>>>
PR #452, opened 2026-05-22
Document twap() designated-timestamp limitation

mtopolnik:
`twap()` now rejects any timestamp argument other than the table's
designated timestamp. This updates the `twap()` reference page so the
`timestamp` parameter description states that requirement, framed as a
current limitation.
<<<
▸ **About this task**
Nothing in the entries may change. Retype them all.

▸ **Response to this exercise**
PR #452, opened 2026-05-22
Document twap() designated-timestamp limitation

mtopolnik:
`twap()` now rejects any timestamp argument other than the table's
designated timestamp. This updates the `twap()` reference page so the
`timestamp` parameter description states that requirement, framed as a
current limitation.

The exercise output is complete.